PR #1795, opened 2020-06-17
Bugfix: No such file or directory: '/data/homeassistant/home-assistant_v2.db-shm'

### LINKED ISSUE #779: Hassio Snapshot not taking backup of /homeassistant
*@SalkinDK commented on Oct 18, 2018, 2:55 PM UTC:*

i get this error in the log, when taking the snapshot. If i try to open the snapshot tar file, not all of the homeassistant folder is there? fx the whole packages folder is missing.

`WARNING (SyncWorker_13) [hassio.snapshots.snapshot] Can't snapshot folder homeassistant: [Errno 2] No such file or directory: '/data/homeassistant/home-assistant_v2.db-shm'`

**Home Assistant release with the issue:**

not sure when it started but, happens on both 0.80.0 and 0.80.1

**Operating environment (Hass.io/Docker/Windows/etc.):**

Hassio on a raspberry pi 3

*This issue was moved by [fabaff](https://github.com/fabaff) from [home-assistant/home-assistant#17583](https://github.com/home-assistant/home-assistant/issues/17583).*

boesing:
As the folders might contain files which are being removed temporarily (e.g. shared memory file of sqlite database), relying on `tar_file.add` becomes problematic as it crashes the whole backup process if a file does not exist anymore.
This becomes annoying, if the file which causes the error should be excluded by the filter.

To workaround this issue, we manually iterating over the files/directories and apply filters before passing the file or directory to the `tar_file.add` method. As per [documentation](https://docs.python.org/3/library/pathlib.html#pure-paths), pure path does not access the file system.

Fixes #779


supervisor/snapshots/snapshot.py
```diff
@@ -370,17 +371,49 @@ def _folder_save(name):
...
                 _LOGGER.info("Snapshot folder %s", name)
                 with SecureTarFile(tar_name, "w", key=self._key) as tar_file:
-                    tar_file.add(
-                        origin_dir,
-                        arcname=".",
-                        filter=exclude_filter(MAP_FOLDER_EXCLUDE.get(name, [])),
+                    arcname = "."
+                    tar_file.add(origin_dir, arcname, False)
+                    add_directory_contents(
+                        tar_file, origin_dir, MAP_FOLDER_EXCLUDE.get(name, []), arcname
```
pvizeli, line 377: Don't make multiple calls. Extend the `add_directory_contents` to be the only called function

supervisor/snapshots/snapshot.py
```diff
@@ -370,17 +371,49 @@ def _folder_save(name):
...
                     )
 
                 _LOGGER.info("Snapshot folder %s done", name)
                 self._data[ATTR_FOLDERS].append(name)
             except (tarfile.TarError, OSError) as err:
                 _LOGGER.warning("Can't snapshot folder %s: %s", name, err)
 
+        def add_directory_contents(
```
pvizeli, line 385: Rename this function and export it to `utils/tar` and write tests for that function

supervisor/snapshots/snapshot.py
```diff
@@ -370,17 +371,49 @@ def _folder_save(name):
...
+            tar_file: tarfile.TarFile, origin_dir, excludes, arcname="."
+        ):
+            """Append directories and/or files to the TarFile if excludes wont filter."""
+
+            def excluded_path(file_path: PurePath):
```
pvizeli, line 390: Use the exists and well tested function exclude_filter

supervisor/snapshots/snapshot.py
```diff
@@ -370,17 +371,49 @@ def _folder_save(name):
...
+                        continue
+                    _LOGGER.debug("Ignore %s because of %s", file_path.name, exclude)
+                    return True
+                return False
+
+            origin_path = PurePath(origin_dir)
+            if excluded_path(origin_path):
+                return None
+
+            for directory_item in os.listdir(origin_dir):
```
pvizeli, line 403: Don't mix old style path/file handling with new OO style pathlib. Just use pathlib

boesing:
> The problem is, that the file system change while we run create the tar?

The problem is, that the file is being removed and re-created during tar-creation.
If you do a `watch ls -l home-assistant_v2.db-shm`, you will see that the file is being removed from filesystem and a few seconds later, there is a new one.

supervisor/snapshots/snapshot.py
pvizeli: make sure we use this function also for add-on and other folder snapshots

supervisor/snapshots/snapshot.py
boesing: You mean `exclude_filter` from `utils.tar`?
That file requires a `TarInfo` which actually is the main problem, because the `TarInfo` requires access to the I/O where the file is missing...
Or do I miss something?

supervisor/snapshots/snapshot.py
boesing: Just as mentioned [here](https://github.com/home-assistant/supervisor/pull/1795#discussion_r442111156):

I don't think that this should be part of the tar utils as it does not use any tar-related class/info or what benefit do we want to achieve?

supervisor/snapshots/snapshot.py
pvizeli: you can make an internal function in tar utils and share it between this two helpers

supervisor/snapshots/snapshot.py
boesing: > make sure we use this function also for add-on and other folder snapshots

Can you give me a hint where this could be applied aswell? I only see folder handling `supervisor.snapshots.snapshot::store_folders`? Thus, all folder snapshots pass that method.

All other snapshots are taken from docker.

boesing:
I've applied the suggestions.

Just want to say that I am not a python developer, thus I am not familiar with some stuff.

Is there a way to mock the tar file so I can test `supervisor.utils.tarfile::recursively_add_directory_contents_to_tar_file` without actually creating a real tar file from a real directory/file?

boesing:
> I've applied the suggestions.
> 
> Just want to say that I am not a python developer, thus I am not familiar with some stuff.
> 
> Is there a way to mock the tar file so I can test `supervisor.utils.tarfile::recursively_add_directory_contents_to_tar_file` without actually creating a real tar file from a real directory/file?

supervisor/utils/pathlib.py
```diff
@@ -0,0 +1,18 @@
+"""Pathlib utility for exclusion filtering."""
+import logging
+from pathlib import PurePath
+from typing import List
+
+_LOGGER: logging.Logger = logging.getLogger(__name__)
+
+
+def is_excluded_by_filter(path: PurePath, exclude_list: List[str]) -> bool:
```
pvizeli, line 9: Let's keep it more simple, we use that only inside tar utils. Just copy the function back to tar utils as `_is_exlude_by_filter` and use it inside the function.

supervisor/snapshots/snapshot.py
```diff
@@ -370,10 +374,11 @@ def _folder_save(name):
             try:
                 _LOGGER.info("Snapshot folder %s", name)
                 with SecureTarFile(tar_name, "w", key=self._key) as tar_file:
-                    tar_file.add(
+                    recursively_add_directory_contents_to_tar_file(
```
pvizeli, line 377: Make the same also for the add-ons data folder

supervisor/utils/tar.py
```diff
@@ -140,14 +142,38 @@ def exclude_filter(
...
+def recursively_add_directory_contents_to_tar_file(
+    tar_file: tarfile.TarFile, origin_dir: str, excludes: List[str], arcname: str = "."
+) -> None:
+    """Append directories and/or files to the TarFile if excludes wont filter."""
+
+    origin_path = Path(origin_dir)
+    if is_excluded_by_filter(origin_path, excludes):
+        return None
+
+    tar_file.add(origin_dir, arcname, recursive=False)
```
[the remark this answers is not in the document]
boesing: I tried without adding the directory itself, but that didn't work as expected. 
Thats btw exactly the same what `tar_file` internally does, when you add a directory. It adds itself and all other stuff by iterating over the files/directories. I just wanted to keep this in sync and as I had issues without adding the directory (I had only one file in my tar after snapshotting a directory), I've added it and it worked.
Not sure if we should remove it.

supervisor/utils/tar.py
```diff
@@ -140,14 +142,38 @@ def exclude_filter(
...
+        file_path = PurePath(tar.name)
+        if is_excluded_by_filter(file_path, exclude_list):
             return None
 
         return tar
 
     return my_filter
+
+
+def recursively_add_directory_contents_to_tar_file(
```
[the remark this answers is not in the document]
boesing: And less detailed, but I can rename that. No problem.

supervisor/utils/tar.py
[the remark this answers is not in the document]
boesing: Another problem might be, that an empty directory wont be added to the tar-file at all.
Lets assume we have a `configuration.yaml` like:

```
sensor: !include_dir_list sensors/
```

But the `sensors` directory is empty. 
This wont be an issue for now, but might become an issue after restore? I am not sure about this as I am not that deep in the functionality of homeassistant. Do you know what will happen if the directory is missing?

supervisor/snapshots/snapshot.py
boesing: I still don't get what folder you mean. An addon is snapshotted in `addon.snapshot`.
Please give me a hint which line you mean so I can apply the changes you are requesting.

pvizeli: https://github.com/home-assistant/supervisor/blob/dev/supervisor/addons/addon.py#L574

supervisor/utils/tar.py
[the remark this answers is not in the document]
pvizeli: okay. Let's add a short comment there, so we don't forget this in future

tests/utils/test_tarfile.py
```diff
@@ -31,30 +31,3 @@ def test_not_secure_path():
...
-    filter_funct = exclude_filter(["*.txt", "data/*", "bla/blu/ble"])
-    test_list = [
-        TarInfo("test.txt"),
-        TarInfo("data/xy.blob"),
-        TarInfo("bla/blu/ble"),
-        TarInfo("data/test_files/kk.txt"),
-    ]
-
-    for info in [filter_funct(result) for result in test_list]:
-        assert info is None
```
pvizeli, line 60: Don't remove tests, fix it

supervisor/addons/addon.py
```diff
@@ -572,13 +575,15 @@ def _write_tarfile():
                 """Write tar inside loop."""
                 with tar_file as snapshot:
                     # Snapshot system
-                    snapshot.add(temp, arcname=".")
```
pvizeli, line 575: Revert this, we need it only for data folder

tests/utils/test_tarfile.py
boesing: I removed the test as the function is not used anymore. If you prefer having dead code in your codebase, I can revert that...

supervisor/addons/addon.py
boesing: You pointed me to this line? I dont really get what you want as the directory is being added inside the `atomic_contents_add` function.

Please take a little more time for the review so you dont waste your and my time. I know this is open source and I appreciate the feedback but its quite annoying if you change your requirements from commit to commit.

Thanks.

tests/utils/test_tarfile.py
pvizeli: Make sure that you function are covered by tests. You remove the filter tests without add a new test for you new code. We can not merge PR they lost test coverage.

boesing: I've implemented the same test cases for the new `_is_excluded_by_filter` function.

pvizeli:
Good work, let's test it on dev

boesing:
Thanks. I've changed to dev channel aswell to see if this works as expected 👍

────

▸ **TASK GOAL**
Please restate, word for word, the lines of the entries that run from the first line through the one holding "Hassio on a raspberry pi 3", and add nothing.

▸ **SOLUTION TO THE PROBLEM**
PR #1795, opened 2020-06-17
Bugfix: No such file or directory: '/data/homeassistant/home-assistant_v2.db-shm'

### LINKED ISSUE #779: Hassio Snapshot not taking backup of /homeassistant
*@SalkinDK commented on Oct 18, 2018, 2:55 PM UTC:*

i get this error in the log, when taking the snapshot. If i try to open the snapshot tar file, not all of the homeassistant folder is there? fx the whole packages folder is missing.

`WARNING (SyncWorker_13) [hassio.snapshots.snapshot] Can't snapshot folder homeassistant: [Errno 2] No such file or directory: '/data/homeassistant/home-assistant_v2.db-shm'`

**Home Assistant release with the issue:**

not sure when it started but, happens on both 0.80.0 and 0.80.1

**Operating environment (Hass.io/Docker/Windows/etc.):**

Hassio on a raspberry pi 3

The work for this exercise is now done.